# Ejuice and allergies



## Faiyaz Cheulkar (7/4/18)

I am in a weird situation here. So I am allergic to cabbage, oranges(mild), pineapple(mild) , mosquitoe bites and dust. 
Day before I started with my single flavour DIY and mixed about 10 ml of golden pineapple @10% and 70/30. I vaped a little yesterday after and a lot more at night. I woke up with a swollen eye and some swelling at the back of my head. 
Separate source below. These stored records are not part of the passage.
PR #7288, opened 2018-05-22
windows_task: Don't allow bad username/password to be provided to a task which will fail later

Vasu1105:
### Description
When wrong username and password provided in the windows_task recipe it creates the windows_task and raises the exception afterwards. It should not create task when username and password is incorrect.

### Issues Resolved
Updated win32-taskscheduler to set user information at the time of creation of task so that it will validate the user at that time and updated the method defination in windows_task provider.

### DIFF
--- a/lib/chef/provider/windows_task.rb
+++ b/lib/chef/provider/windows_task.rb
@@ -133,10 +133,10 @@ class Chef
             converge_by("#{new_resource} task created") do
               task = TaskScheduler.new
               if new_resource.frequency == :none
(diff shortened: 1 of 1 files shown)


Vasu1105:
Note: This fix has dependency on https://github.com/chef/win32-taskscheduler/pull/31 so need to merge and release that fix and then merge this  Failing test cases here has the same reason. Once above PR get merged and released the we can re-run the test cases.

Vasu1105:
@tas50 & @btm this PR is ready to merge.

I know all the concentrates are synthetic and may not be remotely related to the actual fruit. But don't know what may have caused this. Whole day I was high on allergy medication(alergex) and was sleeping. Biggest heart break was that I missed the vape fest. 
Has anyone had similar encounter ?

Reactions: Like 2


----------



## Andre (7/4/18)

It is quite possible that the concentrate contains some natural pineapple extract. Not all concentrates are 100% synthetic.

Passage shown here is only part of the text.